As far as this thread hasn't had any feedback, I assume that nobody was facing a similar situation with Ryanair. However, this little story might be useful for somebody who has the same problem, and is looking for the same issues on the internet.

I succeeded in reaching Ryanair reservation center. I only made three calls (I was told about people who have been calling days and weeks  ), and finally got to the line which was not over-busy. It only took around 10 minutes of holding on and listening to stupid music, and then I finally heard a human voice.

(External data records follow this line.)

PR #270, opened 2021-03-29
Fix test matrix generator

hackallcode:
Before this patch, on push in pull request with approve,
it was imposssible to run all tests.

Now if pull request is mergable, then all tests will be started.


dokshina (dismissed):
Fake approve.

hackallcode:
It was decided to discard approvals after pushing.

PR #277, opened 2021-04-01
Fix role vars fact

hackallcode:
Before this patch, complex variables (lists, dictionaries) were not fully expanded
on old Ansible versions. As a result, it was impossible to use other variables in
dictionaries and lists in `hosts.yml`.

Now such variables are expanded, so you can use variable value as `{{ other_var }}`.


hackallcode:
The selected approach required installing `jinja2` on servers, so it doesn't work for us

PR #281, opened 2021-04-02
Avoid using the `non_expelled_instance` fact name

hackallcode:
Before this patch some places used `non_expelled_instance` variable name, some `not_expelled_instance`.
So, it does not work correctly.

Now in all places `not_expelled_instance` is used.


dokshina (dismissed):
Please, update Changelog.

dokshina (dismissed):

dokshina (approved):
Third approve - lucky approve.

PR #301, opened 2021-04-16
Add edit topology timeouts

### LINKED ISSUE #169: Failed to edit topology: Timeout exceeded
I have a cluster of 100 instances (10 replicas with 10 instances). When deploying Cartridge role, I very often (4 times out of 5) get the next error in the "Edit Topology" step after 10-15 seconds of executing:
`fatal: [tnt_50_external_1_core_1_1 -> 10.0.0.102]: FAILED! => {"changed": false, "msg": "Failed to edit topology: Timeout exceeded"}`.

Let's make it possible to configure the maximum timeout.

hackallcode:
Closes #169

Before the patch, in a cluster of 100 instances, when deploying the cartridge role,
very often (4 times out of 5), you could receive the following error at the "Edit Topology" step
after 10-15 seconds of execution: "Failed to change topology: timed out".

Now it's possible to configure timeouts of two-phase commits on Cartridge 2.5+.


doc/scenario.md
```diff
@@ -528,7 +528,11 @@ Input facts (set by config):
 - `failover_priority` - failover priority order;
 - `all_rw` - indicates that that all servers in the replicaset should be read-write;
 - `weight` - vshard replicaset weight;
-- `vshard_group` - vshard group.
+- `vshard_group` - vshard group;
+- `edit_topology_netbox_call_timeout` - time in seconds to wait netbox call while editing topology;
```
dokshina: Note about minimum Cartridge version.

tasks/steps/edit_topology.yml
```diff
@@ -12,6 +12,9 @@
         module_hostvars: '{{ cached_facts.edit_topology }}'
         play_hosts: '{{ play_hosts }}'
         console_sock: '{{ control_instance.console_sock }}'
-        timeout: '{{ edit_topology_timeout }}'
+        netbox_call_timeout: '{{ edit_topology_netbox_call_timeout }}'
```
dokshina: Maybe we can pass it as a one table variable? Like
```
opts:
  netbox_call_timeout: '{{ netbox_call_timeout }}'
  ..
```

The guy on the phone was very smart and helpful. He told that they were indeed having a problem with the website (and he wasn't sure if the problem would be solved shortly). He quickly changed the status of a child to infant, charged 20 euro from the same credit card which was used for the booking, and advised me that I would receive back the worth of an adult ticket in 14 days term. 

I wouldn't say I'm greatly satisfied as keeping a very fidgety young lady on your lap for 4 hours instead of having an extra seat for her activity is not a perfect solution. Though at least this is a solution, and we should be optimistic as this is all about vacation.


----------



## Woodie (13 Jun 2012)

Thanks for your input on this.   Interesting story, doesn't make a lot of sense for Ryanair to have this policy of not wanting to make more cash from you but I guess it's something to do with insurance or regulation.  Also seems like it could be a difficult situation for four hours for the person allocated in the seat next to you unless of course it's your other half.


----------



## geri (13 Jun 2012)

This rule is not specific to Ryanair. A child under two is not allowed to sit alone on a seat on any plane. They have to be strapped with an adult.


----------



## Woodie (13 Jun 2012)

geri said:


> This rule is not specific to Ryanair. A child under two is not allowed to sit alone on a seat on any plane. They have to be strapped with an adult.


Thanks for that clarification, I assumed a regulation or insurance but that clarifies it.


----------



## orka (14 Jun 2012)

An occasion when Ryanair's free-for-all boarding and seating could work to your advantage....  Unless the plane is 100% full, there will be at least one spare seat.  When you board, put your daughter in the middle seat next to you.  No-one looking for a seat is going to ask you to move her or ask if your child is an infant/entitled to the seat.  When everyone has found a seat, you will have to move her to your lap for takeoff but you should have ensured a free seat next to you.


----------



## Sandals (14 Jun 2012)

Woodie said:


> Also seems like it could be a difficult situation for four hours for the person allocated in the seat next to you unless of course it's your other half.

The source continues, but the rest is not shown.